Do you know what type of plant that is? (not a rhetorical question, I don't know myself) If you knew what type of plant it was maybe you can run a search on it and learn why those string like stems are sprouting. It could just be part of its blossoming...?


----------



## trashion (Aug 24, 2007)

They're aerial roots. Normal, happens with many stem plants (especially ones like that, anacharis) You can snip them off or just leave them.


----------



## Guest (Mar 27, 2008)

Ditto what Julie said.....they are aerial roots. I usually cut them off my plants, just because I don't like looking at them.  Alot of times plants will try to anchor themselves in the substrate with those.


----------



## shade2dope (Jan 21, 2007)

Have the same thing with my anacharis in my betta jars.I leave them alone cause noones see the ones in my fish room,but the ones in my room I do cut.


----------



## welchrock (Jan 4, 2008)

kudos to you Osiris, I had similar plants (maybe identical) and never had much luck getting them to grow at a rate faster than my fish ate them - and they had a very common habit of getting slimy.

do you use plant food, special lighting or anything else to keep them looking so green and healthy?


----------



## oliesminis (May 7, 2007)

i get them. usually just leave them to make it look more natural


----------



## TheOldSalt (Jan 28, 2005)

They're called adventitious roots, and they're actually pretty useful if you want to make cuttings.


----------



## hvc801 (Mar 18, 2008)

TheOldSalt said:


> They're called adventitious roots, and they're actually pretty useful if you want to make cuttings.


You mean they can be usefull for planting if cut? if thats the case ill cut mine and re-plant them for more sprouts.


----------



## trashion (Aug 24, 2007)

But then the pieces you cut will stop growing and sprout more sprouts out of the sides.


----------



## TheOldSalt (Jan 28, 2005)

Yes, but soon afterward there will be many long stalks that look almost normal, which can then be cut again to result in many separate stalks resembling what was originally bought. A kiddie pool and some sunlight can quickly grow some monster strands of this plant, enough in fact to keep the water crystal clear.


----------



## hvc801 (Mar 18, 2008)

When I cut these stems, what do i plant them in to grow?
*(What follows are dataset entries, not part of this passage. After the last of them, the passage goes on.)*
PR #247, opened 2026-04-29
Fix Gemma4 attention crash when vProj is nil (attentionKeqV)

jfranknichols:
## Bug

`Gemma4Attention.callAsFunction` crashes in `broadcast_shapes` when running models that share K and V (`attentionKeqV: true`, `vProj` nil). Reproduces reliably with [`mlx-community/gemma-4-31b-it-4bit`](https://huggingface.co/mlx-community/gemma-4-31b-it-4bit).

## Cause

`k` is transposed to `(B, nKvHeads, L, head_dim)` earlier in the method. In the `vProj == nil` branch the code did:

```swift
v = k
// ...
v = vNorm(v)
v = v.transposed(0, 2, 1, 3)
```

That second transpose reversed `k`'s layout back to `(B, L, nKvHeads, head_dim)`, which doesn't match the shape the attention call expects, producing the `broadcast_shapes` fatal error.

## Fix

Move `vNorm` + transpose into the `vProj` branch (where `v` actually starts as `(B, L, nKvHeads, effectiveHeadDim)` and needs both), and in the nil-`vProj` branch apply `vNorm` directly to the already-transposed `k`.

The `vProj` branch is behaviorally unchanged.

## Verification

- Tested locally with `gemma-4-31b-it-4bit` — generation runs without crashing.
- Models that have a separate `v_proj` (e.g. `gemma-4-e2b/e4b`) hit the unchanged branch and continue to work.

PR #250, opened 2026-04-30
Fix Gemma 4 text K-eq-V attention: don't double-process v from already-transposed k (#231)

### LINKED ISSUE #231: Gemma4 (MLXLLM): K-eq-V attention path double-transposes V, causes broadcast_shapes crash
## Summary

The text-only Gemma 4 implementation in `MLXLLM/Models/Gemma4Text.swift` crashes at the first attention step when `attention_k_eq_v: true`, because `V` is computed from the already-transposed `K` and then transposed a second time. This produces a key/value shape mismatch that fails inside `scaledDotProductAttention`.

**Affected models:** any Gemma 4 variant with `attention_k_eq_v: true` in the text config — notably:
- `mlx-community/gemma-4-26b-a4b-it-4bit`
- `mlx-community/gemma-4-31b-it-4bit`

The dense E2B / E4B models have `attention_k_eq_v: false` and work fine, which is why this hasn't surfaced yet. The 26B/31B happen to also be available through `MLXVLM`, where the attention code path is correct.

## Reproduction

```swift
import MLXLLM
import MLXLMCommon

let container = try await LLMModelFactory.shared.loadContainer(
    configuration: ModelConfiguration(id: "mlx-community/gemma-4-31b-it-4bit")
)

try await container.perform { context in
    let input = try await context.processor.prepare(
        input: UserInput(chat: [.user("Hello")])
    )
    let stream = try generateTokensTask(
        input: input,
        parameters: GenerateParameters(maxTokens: 8),
        context: context
    )
    for await _ in stream.0 {}
}
```

Crashes with:

```
Fatal error: [broadcast_shapes] Shapes (1,512,4,512) and (1,4,512,512) cannot be broadcast.
```

## Root cause

`MLXLLM/Models/Gemma4Text.swift` (around lines 302–323), inside `Gemma4Attention.callAsFunction`, the K-eq-V branch:

```swift
var k = kProj(x).reshaped(B, L, nKvHeads, effectiveHeadDim)
k = kNorm(k)
k = k.transposed(0, 2, 1, 3)                              // (B, H, L, D)
k = gemma4ApplyRotaryPosition(rope, to: k, offset: activePositionOffset)

var v: MLXArray
if let vProj {
    v = vProj(x).reshaped(B, L, nKvHeads, effectiveHeadDim)
} else {
    v = k                                                  // already (B, H, L, D), normalized, RoPE'd
}
v = vNorm(v)                                               // applied over wrong axis ordering
v = v.transposed(0, 2, 1, 3)                               // SECOND transpose -> (B, L, H, D)
```

Step by step when `vProj == nil`:

1. `k` is reshaped to `(B, L, nKvHeads, hdim)`
2. `k = kNorm(k)`
3. `k = k.transposed(0, 2, 1, 3)` → `(B, nKvHeads, L, hdim)`
4. `k` gets RoPE applied
5. `v = k` copies the already-transposed-and-RoPE'd tensor
6. `v = vNorm(v)` is applied over the wrong axes
7. `v = v.transposed(0, 2, 1, 3)` transposes a second time → `(B, L, nKvHeads, hdim)`

Result: `keys` is `(B, H, L, D)` but `values` is `(B, L, H, D)`, and `scaledDotProductAttention` cannot broadcast them.

For comparison, the equivalent path in `MLXVLM/Models/Gemma4.swift` (around lines 676–704) does the right thing — it copies the **pre-transpose, pre-norm** projection into `V`:

```swift
var keys = kProj(x).reshaped(batch, length, numKVHeads, headDim)
var values = useKEqV
    ? keys
    : vProj!(x).reshaped(batch, length, numKVHeads, headDim)
keys = kNorm(keys).transposed(0, 2, 1, 3)
values = vNorm(values).transposed(0, 2, 1, 3)
keys = rope(keys, offset: currentOffset)
```

## Proposed fix

In `Gemma4Text.swift`, capture the raw `kProj` output before it's normalized/transposed, and use that for `V` when `vProj == nil`:

```swift
let kRaw = kProj(x).reshaped(B, L, nKvHeads, effectiveHeadDim)
var k = kNorm(kRaw)
k = k.transposed(0, 2, 1, 3)
k = gemma4ApplyRotaryPosition(rope, to: k, offset: activePositionOffset)

var v: MLXArray
if let vProj {
    v = vProj(x).reshaped(B, L, nKvHeads, effectiveHeadDim)
} else {
    v = kRaw
}
v = vNorm(v)
v = v.transposed(0, 2, 1, 3)
```

This mirrors the MLXVLM implementation and resolves the shape mismatch.

## Environment

- mlx-swift-lm: 3.31.3 (resolved from `from: "3.0.0"`)
- macOS: 14.4+
- Swift: 5.9+

Happy to open a PR if helpful.

john-rocky:
## Summary

Fixes #231.

When \`attention_k_eq_v: true\` (used by \`mlx-community/gemma-4-26b-a4b-it-4bit\` and \`mlx-community/gemma-4-31b-it-4bit\`), \`v_proj\` is omitted and values are sourced from the raw \`k_proj\` output. The previous code took \`v = k\` *after* \`k_norm\`, the \`(B, H, L, D)\` transpose, and RoPE had already been applied to \`k\`, then re-applied \`v_norm\` and another transpose. The result was that \`keys\` ended up as \`(B, H, L, D)\` while \`values\` ended up as \`(B, L, H, D)\`, which \`scaledDotProductAttention\` cannot broadcast:

\`\`\`
Fatal error: [broadcast_shapes] Shapes (B, H, L, D) and (B, L, H, D) cannot be broadcast.
\`\`\`

The fix moves \`v = k\` to before \`k_norm\` / transpose / RoPE so v's subsequent \`vNorm\` + transpose lands it in \`(B, H, L, D)\` to match keys, matching the upstream Python (\`mlx_lm/models/gemma4_text.py\`).

## Verification (M4 Max)

\`Tests/MLXLMTests/Gemma4KeqVTests.swift\` builds a tiny Gemma 4 Text model (1 layer, hidden_size=64, head_dim=16) with \`attention_k_eq_v: true\` and runs a forward pass at both T=1 (decode) and T=8 (prefill) — the two paths the broadcast crash fired in.

\`\`\`
Test Case 'testForwardWithKeqV' passed (0.021 seconds)
Test Case 'testPrefillWithKeqV' passed (0.002 seconds)
\`\`\`

Pre-fix, both tests fatal-error inside the first \`scaledDotProductAttention\` call. The tests use random-init weights (no checkpoint download needed) since the bug is purely a shape mismatch.

Run via:

\`\`\`bash
  -only-testing:MLXLMTests/Gemma4KeqVTests \\
  -skipMacroValidation
\`\`\`

## Test plan

- [x] \`swift build\` clean.
- [x] Two regression tests pin the k / v shape contract under \`attention_k_eq_v=true\` for both decode and prefill.
- [ ] Reviewers running \`mlx-community/gemma-4-26b-a4b-it-4bit\` or \`mlx-community/gemma-4-31b-it-4bit\` should no longer crash with \`broadcast_shapes\` and should produce greedy output matching the Python \`mlx-lm\` reference.

### DIFF
--- a/Libraries/MLXLLM/Models/Gemma4Text.swift
+++ b/Libraries/MLXLLM/Models/Gemma4Text.swift
@@ -300,16 +300,22 @@ private class Gemma4Attention: Module {
             values = sharedV
         } else {
             var k = kProj(x).reshaped(B, L, nKvHeads, effectiveHeadDim)
-            k = kNorm(k)
-            k = k.transposed(0, 2, 1, 3)
-            k = gemma4ApplyRotaryPosition(rope, to: k, offset: activePositionOffset)
 
+            // K-eq-V (attention_k_eq_v=true): values come from the raw k_proj
+            // output, BEFORE k_norm and the (B, H, L, D) transpose / RoPE.
+            // v_norm is then applied to that raw k_proj output, matching the
+            // Python reference (mlx_lm/models/gemma4_text.py).
             var v: MLXArray
             if let vProj {
                 v = vProj(x).reshaped(B, L, nKvHeads, effectiveHeadDim)
             } else {
                 v = k
             }
+
+            k = kNorm(k)
+            k = k.transposed(0, 2, 1, 3)
+            k = gemma4ApplyRotaryPosition(rope, to: k, offset: activePositionOffset)
+
             v = vNorm(v)
             v = v.transposed(0, 2, 1, 3)
 
--- a/Tests/MLXLMTests/Gemma4KeqVTests.swift
+++ b/Tests/MLXLMTests/Gemma4KeqVTests.swift
@@ -1,0 +1,80 @@
+// Copyright © 2026 Apple Inc.
+//
+// Verifies the #231 fix: Gemma 4 Text attention with `attention_k_eq_v=true`
+// must produce keys and values with matching shapes. Pre-fix the code took
+// `v = k` AFTER `k_norm` + transpose + RoPE had been applied to k, then ran
+// v through its own `vNorm` + transpose, so values ended up in
+// `(B, L, H, D)` while keys were in `(B, H, L, D)` — `scaledDotProductAttention`
+// crashes with `broadcast_shapes (B, H, L, D) vs (B, L, H, D)`.
+
+import Foundation
+import MLX
+@testable import MLXLLM
+import MLXLMCommon
+import XCTest
+
+final class Gemma4KeqVTests: XCTestCase {
+
+    /// Build a tiny Gemma 4 Text config (1 layer, hidden_size=64) with
+    /// `attention_k_eq_v: true`. Defaults handle every other field.
+    private func makeConfig() throws -> Gemma4TextConfiguration {
+        let json = """
+            {
+                "model_type": "gemma4_text",
+                "hidden_size": 64,
+                "num_hidden_layers": 1,
+                "intermediate_size": 128,
+                "num_attention_heads": 4,
+                "head_dim": 16,
+                "global_head_dim": 32,
+                "num_key_value_heads": 2,
+                "vocab_size": 64,
+                "vocab_size_per_layer_input": 64,
+                "hidden_size_per_layer_input": 16,
+                "num_kv_shared_layers": 0,
+                "sliding_window": 16,
+                "sliding_window_pattern": 2,
+                "max_position_embeddings": 128,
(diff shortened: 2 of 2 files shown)


davidkoski:
Duplicate of #247 -- closing this but thank you for the submission!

And I do have to place them underwater with a light source, correct?


----------



## TheOldSalt (Jan 28, 2005)

Plant them in anything you want that holds water and can be filled with light.


----------



## hvc801 (Mar 18, 2008)

It doesent need any grow medium such as a sort of gravel, or non perishable dirt of some sort?? just a bucket filled with water and light? is there any nutrients? or quicker growing methods?


----------



## TheOldSalt (Jan 28, 2005)

You can feed them aquatic plant food if you want, sure, and they'll love it. You don't have to plant them, though. The roots are not really like normal roots, but are instead mainly used for anchoring. This is normally a floating plant. The flowers, ( yes, it has flowers, ) poke up through the surface to bloom in the open air, but the plants like to be secured in place before blooming.
This is a fast growing plant that likes a lot of light and food. Given both, it can easily take over your tank in short order.


----------



## audzter (Oct 29, 2007)

hahaha i got plants just like that in my pond, its its growing roots nothing bad is gonna happen ok? its just growing roots so it can grow at a faster rate, if you dont like how it looks like.. just cut the roots.


----------



## hvc801 (Mar 18, 2008)

TheOldSalt said:


> You can feed them aquatic plant food if you want, sure, and they'll love it. You don't have to plant them, though. The roots are not really like normal roots, but are instead mainly used for anchoring. This is normally a floating plant. The flowers, ( yes, it has flowers, ) poke up through the surface to bloom in the open air, but the plants like to be secured in place before blooming.
> This is a fast growing plant that likes a lot of light and food. Given both, it can easily take over your tank in short order.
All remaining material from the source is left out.